Paul Wlodarczyk, easyDITA
Reprinted with permission from

Many organizations using DITA are in the early stages of developing taxonomies and metadata strategies for improving findability of their DITA content.

There are several huge benefits to developing basic taxonomies and a metadata scheme if you haven’t done so already:

1. Help your authors locate DITA content for reuse.
2. Help your project managers and content managers wrangle your content.
3. Help your end users find what they’re looking for, whether that’s on a web site, in a portal, or via some other dynamic content delivery system.

Taxonomy and metadata can seem like scary or complex turf to the uninitiated—but they don’t have to be. I like the idea of “search-first” thinking as a way of guiding basic but effective content strategies. The first person I heard apply the “search-first” concept to content strategy was James Matthewson, who leads Enterprise Search Strategy for IBM. As James defines it, “search-first” is

“… a strategy that structures the whole content enterprise around search experiences, from messaging to writing, to coding, to production, to architecture and UX design. If companies structure their content strategy around search, they maximize their investment in content for both search crawlers and their target audiences.”

Creating content in DITA is already a great first step for search-first, since your content is granular and can be easily published to a dynamic delivery system.

Developing a metadata strategy for a search-first approach can actually be fun! The approach I like is a lot like playing Mad Libs—it involves writing search use cases or user stories with blanks to fill in. You can play this Mad Libs game with your team, your SMEs, and end users. Play one or two rounds thinking about how authors and managers search for content, then repeat the process thinking about end users. Your Mad Lib use cases should read something like this:

  • Author: “I am trying to find content to reuse. List every
    [content type] that is about [this product], that describes [type of task], that uses [tool or part reference], that is newer than [date].” A completed example might read: “List every [Service Procedure] that is about [Acme Jetpack XL7], that describes [troubleshooting], that uses [fuel pump], that is newer than [1/1/2011].”
  • Project Manager: “I am trying to find content that needs attention. List everything that is [status] for [project] that has [annotation type] from users in [group name] that were created since [date].” A real example might be: “List everything that is [In Review] for [Acme Jetpack XL7 User Guide] that has [unresolved proposed changes] from users in [Environmental Health and Safety] that were created since [6/1/2012].”
  • Content Manager: “I am trying to make our content secure. Show me everything that is classified as [security classification] that mentions [customer] that is older than [date],” where security classification could be “Top Secret” and customer could be “Wiley Coyote.”
  • End user: “I am trying to troubleshoot something. Show me everything about with that describes [symptom] or [fault code].” An example of this could read, “Show me everything about [Acme Jetpack XL7] with [turbocharger] that describes [blue smoke from top of unit].”

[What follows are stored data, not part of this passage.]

PR #186, opened 2023-04-24
Standardize Job Submission Flow

vlagrassa:
- When each tool sends a POST request to create a new job, it receives a standardized JSON object as a response
- All jobs trigger the confirmation modal after a successful submission
- Heritability & Mapping display an error message for malformed input data or server error
  - Still TODO: Handle server error response in Indel Finder
- All tools open cached report if found
  - Indel Finder opens in new tab
  - Heritability & Mapping open in current tab
- Cleaned up view functions
  - Functions no longer pass locals
  - Report unpacking logic moved to `services` folder files
- Standardized endpoint names & URLs
- Update report list tables
  - Merged all six pages (my reports / all reports x all three tools) into one HTML template
  - Updated table styling to match designs on BaseCamp


src/pkg/caendr/caendr/services/sql/etl/strains.py
```diff
@@ -6,16 +6,18 @@
 from caendr.services.cloud.secret import get_secret
 from caendr.models.sql import Strain
 
-ANDERSEN_LAB_STRAIN_SHEET = [
-  get_secret('ANDERSEN_LAB_STRAIN_SHEET'),
+ANDERSEN_LAB_STRAIN_SHEETS = [
+  get_secret('ANDERSEN_LAB_STRAIN_SHEET'),            # elegans
```
r-vieira, line 10: @vlagrassa can we rename this secret to include the `_C_ELEGANS` suffix?

r-vieira (approved):
looks great!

When you’re done playing this game of Mad Libs, you should have a list of “blanks” that your users will typically want to fill in when searching for content. These blanks are your essential metadata fields.

Now let’s turn this list into a metadata schema that you can use for configuring your component content management system. For each metadata field you listed, ask yourself:

  • What do we call this?
  • How do we describe it in 50 words or less so that everyone will know what we mean?
  • What type of information is it? (this could be Single line of text, multiple lines of text, Yes/No, choice, checkbox, or an entry from a Controlled Vocabulary)
  • Is it auto-populated (like a date or a user name) or does it require manual entry?
  • Can it have multiple values (for instance, fault codes in a service procedure)?
  • Where does the value come from (for instance, is it made up by the author, chosen from a specific controlled vocabulary, or supplied by a system)?
  • Is it required to have a value or can it be blank?
  • Is there a default value?
  • Do people need to see it? If so, who and where?

Once you’ve finished this process, you have a Metadata Schema! Not as hard as you thought, was it? Not only do you have a metadata schema defined, but you are assuring that the metadata you’re managing actually matters—because it will help your authors, managers, and end users find what they need—whether in your CMS, on the web, or in a portal.